PR #299, opened 2023-01-13
Update some file comments to better adhere to JSDoc guidelines

Raruto:
Double checked some code comments to ensure they use the following tags:

- [\@file](https://jsdoc.app/tags-file.html)
- [\@since](https://jsdoc.app/tags-since.html)
- [\@todo](https://jsdoc.app/tags-todo.html)
- \@fixme (although it's not part of the JSDoc standard, but it's quite a "de-facto".. 😟)

---

**For more info:**
- [JSDoc reference](https://jsdoc.app/)

### DIFF
--- a/src/app/api.js
+++ b/src/app/api.js
@@ -165,7 +165,7 @@ module.exports = {
       MapLayer,
       geometry: {
         Geometry,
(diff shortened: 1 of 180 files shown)


volterra79 (approved):
@Raruto very good job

> **What you have to do**
Hand back the whole listing, exactly as it is.

> **Reply**
PR #299, opened 2023-01-13
Update some file comments to better adhere to JSDoc guidelines

Raruto:
Double checked some code comments to ensure they use the following tags:

- [\@file](https://jsdoc.app/tags-file.html)
- [\@since](https://jsdoc.app/tags-since.html)
- [\@todo](https://jsdoc.app/tags-todo.html)
- \@fixme (although it's not part of the JSDoc standard, but it's quite a "de-facto".. 😟)

---

**For more info:**
- [JSDoc reference](https://jsdoc.app/)

### DIFF
--- a/src/app/api.js
+++ b/src/app/api.js
@@ -165,7 +165,7 @@ module.exports = {
       MapLayer,
       geometry: {
         Geometry,
(diff shortened: 1 of 180 files shown)


volterra79 (approved):
@Raruto very good job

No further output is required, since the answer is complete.